Decay & Model Bounding

Without decay, the co-occurrence model would grow unbounded and reflect patterns from weeks or months ago. The engine uses two mechanisms to keep the model current and bounded.

Exponential Decay

Every 60 seconds (configurable), the engine halves all co-occurrence counts. This causes old patterns to fade and recent patterns to dominate. After 5 decay cycles (~5 minutes), an old pattern's count is reduced to 3% of its original value.

Decay Example # t=0: model["user:42"]["session:42"] = 100 # t=60s: model["user:42"]["session:42"] = 50 (halved) # t=120s: model["user:42"]["session:42"] = 25 (halved) # t=180s: model["user:42"]["session:42"] = 12 (halved) # t=300s: model["user:42"]["session:42"] = 3 (~3% of original)

Bounded Model (100K Keys)

The model tracks at most prefetch.max_keys (default: 100,000) distinct keys. When the limit is reached, the engine evicts the key with the lowest total co-occurrence count before inserting a new one.
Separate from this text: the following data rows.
PR #138, opened 2026-06-15
Add time-varying ORDC; port SC slacks

acostarelli:
Port of PowerSimulations.jl#1629 (time-varying ORDC), adapted to the psy6 data model where a time-varying ORDC is a `ReserveDemandTimeSeriesCurve` whose `variable` is a `CostCurve{TimeSeriesPiecewiseIncrementalCurve}` (rather than a `ReserveDemandCurve` carrying a bare `TimeSeriesKey`).

- add_parameters.jl: service-level piecewise slope/breakpoint cost-parameter population for `ReserveDemandTimeSeriesCurve` (calc_additional_axes, get_max_tranches, _get_time_series_name, _add_parameters!, _param_to_vars).
- reserves.jl / market_bid_overrides.jl: drop the "not supported" error and route ORDC cost through the decremental block-offer path, reading per-timestep data from the parameter arrays (time-varying) or the curve (static); time-varying cost goes to the variant objective expression.
- services_constructor.jl: route time-series-backed ORDC to parameter setup.
- Broaden shared reserve / production-cost-expression methods to Union{ReserveDemandCurve, ReserveDemandTimeSeriesCurve}; update hybrid/storage disambiguators to keep dispatch unambiguous.
- test/test_services_constructor.jl: build, and build & solve, time-varying ORDC.
- Fix a stray `end` in hybrid_systems.jl that blocked precompilation.
- Point the IOM source at the ac/ordc branch (companion changes live there).

Thanks for opening a PR to PowerOperationsModels.jl, please take note of the following when making a PR:

Check the [contributor guidelines](https://sienna-platform.github.io/PowerOperationsModels.jl/stable/api/developer_guidelines/)


luke-kiernan (changes requested):
On the "port former PNM methods" side, can someone explain to me why these things were removed from PNM in the first place? imo they'd belong better back there.

On the ORDC side: _**very little of the code I'm seeing is ORDC specific**_. 95% of it applies equally well to other PWL offer curves. That tells me we should be calling helpers back in IOM instead of copy-pasting. I had Claude code take a look:

> 1. `_add_parameters!` should be unified. The device `ObjectiveFunctionParameter` method already handles N components; pass the service as a 1-element collection.
> 2. `_get_reserve_pwl_data` should route through `OfferDirection`, like the other 3 consumers of the PWL offer abstraction (gen incremental, load decremental, and market-bid). Right now, it re-derives the TS/static split and hard codes `Decremental*`. Same for the block-offer var/constraint selection in `add_pwl_term_delta!`.
> 3. The hardcoded `Decremental*` types mean the reserve path silently can't ever be incremental; going through `_slope_param(dir)` makes that a one-line dispatch rather than a structural assumption.

src/common_models/add_parameters.jl
```diff
@@ -495,31 +532,80 @@ calc_additional_axes(
...
-    U <: Union{Vector{D}, IS.FlattenIteratorWrapper{D}},
-    W <: AbstractDeviceFormulation,
-} where {D <: PSY.Component}
+    ::Type{T},
+    devices::V,
+    model,
+    ::Type{W};
+    meta = IOM.CONTAINER_KEY_EMPTY_META,
+) where {T <: ObjectiveFunctionParameter, V, W}
+    D = eltype(devices)
```
acostarelli, line 608: Why do eltype when we can specify D and W in the device model

src/common_models/add_parameters.jl
```diff
@@ -495,31 +532,80 @@ calc_additional_axes(
 } where {D <: PSY.Service} = ()
 
 #################################################################################
-# _unwrap_for_param — default implementation (identity)
+# Piecewise linear parameter helpers (time-varying ORDC)
 #################################################################################
 
-_unwrap_for_param(::ParameterType, ts_elem, expected_axs) = ts_elem
+function get_max_tranches(component::PSY.Component, piecewise_ts::IS.TimeSeriesKey)
```
acostarelli, line 538: Maybe the naming is weird here now with IOM having the same but this not overriding it.

src/common_models/add_parameters.jl
```diff
@@ -379,6 +395,19 @@ _get_time_series_name(
...
+_get_time_series_name(
+    ::Type{
+        <:Union{
+            DecrementalPiecewiseLinearSlopeParameter,
+            DecrementalPiecewiseLinearBreakpointParameter,
+        },
+    },
+    service::PSY.ReserveDemandTimeSeriesCurve,
+    ::ServiceModel,
+) = IS.get_name(IS.get_time_series_key(PSY.get_variable(service)))
```
acostarelli, line 409: This body doesn't feel specific to the parameters or service at all, can we loosen the types on another method?

src/common_models/add_parameters.jl
```diff
@@ -467,6 +496,14 @@ _param_to_vars(
     ::Type{<:AbstractDeviceFormulation},
 ) =
     (PiecewiseLinearBlockDecrementalOffer,)
+_param_to_vars(
```
acostarelli, line 499: Maybe we could give all of these helpers a more descriptive name while we're here.

src/common_models/add_parameters.jl
acostarelli: Also we should type all of these parameters

src/network_models/instantiate_network_model.jl
```diff
@@ -173,9 +173,125 @@ function _get_irreducible_buses_due_to_monitored_components(
...
+# arc in `name_to_arc_maps`, so building its flow vars/constraints would fail. Absence
+# from the map alone is not enough: types that never use it (e.g. HVDC) are also
+# absent, so we prune only when an endpoint bus was actually removed by the reduction.
+# Uncommon; `model_all_branches` keeps such lines instead.
+function _prune_fully_reduced_branch_models!(
+    network_model::NetworkModel,
+    branch_models::BranchModelContainer,
+)
+    merged_buses = Set{Int64}()
+    for removed in values(PNM.get_bus_reduction_map(network_model.network_reduction))
```
luke-kiernan, line 219: First, I believe the buses removed in a degree 2 reduction are stored separately, in `removed_buses`. This should probably consider those too.

Second, iterating over `values` of the bus reduction map means the criteria is directional: "it's a problem when the bus is absorbed in the merge; it's ok if the bus aborbs others." That's a red flag to me. Concretely: if we have a monitored line, I believe the current thru the arc of the monitored line is altered by the network reduction _in both situations_. So both "was absorbed" and "absorbed others" should be flagged.

Maybe we should probably just flag the buses adjacent to monitored lines as ineligible for network reductions (at least degree 2 and radial: maybe zero-impedance is ok) back in PNM.

luke-kiernan: Okay this seems complex enough that I opened an issue for it back in PNM: [#328](https://github.com/Sienna-Platform/PowerNetworkMatrices.jl/issues/328)

luke-kiernan (approved):
Looks like a fair port of the PSI PRs. Reading through this carefully raised some questions/concerns about the interaction between monitored lines and network reductions, but (1) it seems like it's mostly fine after all and (2) it can be discussed/addressed separately.

edit: okay I am a little troubled by the fact that the tests aren't passing. Just env issues?

jd-lara (approved):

This keeps memory bounded regardless of key cardinality.

High-Cardinality Keys

If your workload has millions of unique keys (e.g., per-user keys), the 100K model limit means only the most active keys are tracked. Increase prefetch.max_keys if you need broader coverage, but be aware of memory overhead: each tracked key consumes approximately 200–400 bytes in the model (key string + HashMap of co-occurrences).

Configuration

Parameter Default Description
prefetch.enabled false Enable the speculative pre-fetch engine
prefetch.max_keys 100000 Maximum number of keys tracked in the co-occurrence model
prefetch.window_size 8 Ring buffer look-back window for co-occurrence counting
prefetch.top_n 3 Number of keys to predict and potentially pre-fetch per miss
prefetch.decay_interval_s 60 How often to halve co-occurrence counts (seconds)
prefetch.min_count 3 Minimum co-occurrence count to trigger a pre-fetch (noise filter)

Accuracy Metrics

RESP PREFETCH_STATS # → { # "predictions_made": 84200, # "prefetches_triggered": 52100, # "prefetch_hits": 41680, // prefetched key was actually accessed # "prefetch_wasted": 10420, // prefetched but never accessed (evicted) # "accuracy_pct": 80.0, // prefetch_hits / prefetches_triggered # "model_keys": 87432, # "ring_buffer_size": 8 # }
Metric Description Target
accuracy_pct Percentage of pre-fetched keys that were subsequently accessed >70% = good
prefetch_wasted Pre-fetched keys that expired or were evicted before being read <30% = acceptable
miss_rate_reduction Percentage reduction in cache misses due to pre-fetching >15% = meaningful impact
Tuning for Accuracy

If accuracy is below 50%, your workload may not have predictable access patterns. Increase prefetch.min_count to only pre-fetch keys with strong co-occurrence signals, or reduce prefetch.top_n to be more selective. If accuracy is above 80%, consider increasing top_n to capture more predictable keys.